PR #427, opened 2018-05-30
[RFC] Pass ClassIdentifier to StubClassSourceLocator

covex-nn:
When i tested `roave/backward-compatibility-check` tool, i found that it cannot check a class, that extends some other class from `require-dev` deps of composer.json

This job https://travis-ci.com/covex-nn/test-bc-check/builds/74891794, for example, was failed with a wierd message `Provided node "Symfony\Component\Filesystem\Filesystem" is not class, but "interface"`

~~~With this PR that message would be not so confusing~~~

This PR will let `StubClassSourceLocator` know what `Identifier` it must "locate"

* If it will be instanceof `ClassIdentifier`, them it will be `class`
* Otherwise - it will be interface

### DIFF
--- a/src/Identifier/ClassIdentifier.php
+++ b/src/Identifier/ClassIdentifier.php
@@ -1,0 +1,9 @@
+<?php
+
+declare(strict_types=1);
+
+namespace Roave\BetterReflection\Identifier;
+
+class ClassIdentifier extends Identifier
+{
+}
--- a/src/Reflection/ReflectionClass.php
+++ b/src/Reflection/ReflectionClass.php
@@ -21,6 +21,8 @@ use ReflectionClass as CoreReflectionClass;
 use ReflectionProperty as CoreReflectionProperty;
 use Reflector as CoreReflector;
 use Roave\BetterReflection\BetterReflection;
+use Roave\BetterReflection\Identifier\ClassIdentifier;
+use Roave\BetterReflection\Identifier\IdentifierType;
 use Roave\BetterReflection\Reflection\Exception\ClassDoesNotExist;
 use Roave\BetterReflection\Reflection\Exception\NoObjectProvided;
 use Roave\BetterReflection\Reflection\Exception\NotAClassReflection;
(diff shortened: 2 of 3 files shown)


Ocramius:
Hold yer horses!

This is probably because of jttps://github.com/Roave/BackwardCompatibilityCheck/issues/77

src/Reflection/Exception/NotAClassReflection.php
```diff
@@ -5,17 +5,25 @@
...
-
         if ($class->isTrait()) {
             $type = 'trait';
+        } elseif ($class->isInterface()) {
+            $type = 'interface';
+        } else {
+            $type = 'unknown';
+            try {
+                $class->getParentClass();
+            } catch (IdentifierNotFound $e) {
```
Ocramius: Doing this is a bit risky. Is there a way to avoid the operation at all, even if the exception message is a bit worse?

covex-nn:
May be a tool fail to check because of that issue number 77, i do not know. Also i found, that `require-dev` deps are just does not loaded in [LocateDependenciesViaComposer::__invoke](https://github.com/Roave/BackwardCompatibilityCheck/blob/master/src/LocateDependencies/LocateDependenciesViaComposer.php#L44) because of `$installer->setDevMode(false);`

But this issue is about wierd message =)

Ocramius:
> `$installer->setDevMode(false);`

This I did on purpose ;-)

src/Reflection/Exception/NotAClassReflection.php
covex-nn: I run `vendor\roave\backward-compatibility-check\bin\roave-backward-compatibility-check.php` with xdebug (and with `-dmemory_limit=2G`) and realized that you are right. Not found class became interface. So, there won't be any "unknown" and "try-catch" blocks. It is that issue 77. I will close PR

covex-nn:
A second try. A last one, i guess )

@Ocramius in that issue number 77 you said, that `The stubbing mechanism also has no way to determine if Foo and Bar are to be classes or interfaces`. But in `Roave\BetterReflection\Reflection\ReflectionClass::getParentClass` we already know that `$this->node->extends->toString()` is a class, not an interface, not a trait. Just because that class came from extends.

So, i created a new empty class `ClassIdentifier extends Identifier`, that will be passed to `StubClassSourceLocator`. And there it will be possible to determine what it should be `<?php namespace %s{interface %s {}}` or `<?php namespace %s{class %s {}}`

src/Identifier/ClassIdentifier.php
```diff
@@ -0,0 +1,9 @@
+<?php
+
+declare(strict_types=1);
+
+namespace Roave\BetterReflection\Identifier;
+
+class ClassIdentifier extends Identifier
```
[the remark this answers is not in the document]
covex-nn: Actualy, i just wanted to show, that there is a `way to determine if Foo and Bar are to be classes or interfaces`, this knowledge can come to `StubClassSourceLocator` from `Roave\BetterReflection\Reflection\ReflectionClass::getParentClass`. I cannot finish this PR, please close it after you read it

■ TASK STATEMENT: Could the entire listing be repeated exactly as written?

■ YOUR SOLUTION:
PR #427, opened 2018-05-30
[RFC] Pass ClassIdentifier to StubClassSourceLocator

covex-nn:
When i tested `roave/backward-compatibility-check` tool, i found that it cannot check a class, that extends some other class from `require-dev` deps of composer.json

This job https://travis-ci.com/covex-nn/test-bc-check/builds/74891794, for example, was failed with a wierd message `Provided node "Symfony\Component\Filesystem\Filesystem" is not class, but "interface"`

~~~With this PR that message would be not so confusing~~~

This PR will let `StubClassSourceLocator` know what `Identifier` it must "locate"

* If it will be instanceof `ClassIdentifier`, them it will be `class`
* Otherwise - it will be interface

### DIFF
--- a/src/Identifier/ClassIdentifier.php
+++ b/src/Identifier/ClassIdentifier.php
@@ -1,0 +1,9 @@
+<?php
+
+declare(strict_types=1);
+
+namespace Roave\BetterReflection\Identifier;
+
+class ClassIdentifier extends Identifier
+{
+}
--- a/src/Reflection/ReflectionClass.php
+++ b/src/Reflection/ReflectionClass.php
@@ -21,6 +21,8 @@ use ReflectionClass as CoreReflectionClass;
 use ReflectionProperty as CoreReflectionProperty;
 use Reflector as CoreReflector;
 use Roave\BetterReflection\BetterReflection;
+use Roave\BetterReflection\Identifier\ClassIdentifier;
+use Roave\BetterReflection\Identifier\IdentifierType;
 use Roave\BetterReflection\Reflection\Exception\ClassDoesNotExist;
 use Roave\BetterReflection\Reflection\Exception\NoObjectProvided;
 use Roave\BetterReflection\Reflection\Exception\NotAClassReflection;
(diff shortened: 2 of 3 files shown)


Ocramius:
Hold yer horses!

This is probably because of jttps://github.com/Roave/BackwardCompatibilityCheck/issues/77

src/Reflection/Exception/NotAClassReflection.php
```diff
@@ -5,17 +5,25 @@
...
-
         if ($class->isTrait()) {
             $type = 'trait';
+        } elseif ($class->isInterface()) {
+            $type = 'interface';
+        } else {
+            $type = 'unknown';
+            try {
+                $class->getParentClass();
+            } catch (IdentifierNotFound $e) {
```
Ocramius: Doing this is a bit risky. Is there a way to avoid the operation at all, even if the exception message is a bit worse?

covex-nn:
May be a tool fail to check because of that issue number 77, i do not know. Also i found, that `require-dev` deps are just does not loaded in [LocateDependenciesViaComposer::__invoke](https://github.com/Roave/BackwardCompatibilityCheck/blob/master/src/LocateDependencies/LocateDependenciesViaComposer.php#L44) because of `$installer->setDevMode(false);`

But this issue is about wierd message =)

Ocramius:
> `$installer->setDevMode(false);`

This I did on purpose ;-)

src/Reflection/Exception/NotAClassReflection.php
covex-nn: I run `vendor\roave\backward-compatibility-check\bin\roave-backward-compatibility-check.php` with xdebug (and with `-dmemory_limit=2G`) and realized that you are right. Not found class became interface. So, there won't be any "unknown" and "try-catch" blocks. It is that issue 77. I will close PR

covex-nn:
A second try. A last one, i guess )

@Ocramius in that issue number 77 you said, that `The stubbing mechanism also has no way to determine if Foo and Bar are to be classes or interfaces`. But in `Roave\BetterReflection\Reflection\ReflectionClass::getParentClass` we already know that `$this->node->extends->toString()` is a class, not an interface, not a trait. Just because that class came from extends.

So, i created a new empty class `ClassIdentifier extends Identifier`, that will be passed to `StubClassSourceLocator`. And there it will be possible to determine what it should be `<?php namespace %s{interface %s {}}` or `<?php namespace %s{class %s {}}`

src/Identifier/ClassIdentifier.php
```diff
@@ -0,0 +1,9 @@
+<?php
+
+declare(strict_types=1);
+
+namespace Roave\BetterReflection\Identifier;
+
+class ClassIdentifier extends Identifier
```
[the remark this answers is not in the document]
covex-nn: Actualy, i just wanted to show, that there is a `way to determine if Foo and Bar are to be classes or interfaces`, this knowledge can come to `StubClassSourceLocator` from `Roave\BetterReflection\Reflection\ReflectionClass::getParentClass`. I cannot finish this PR, please close it after you read it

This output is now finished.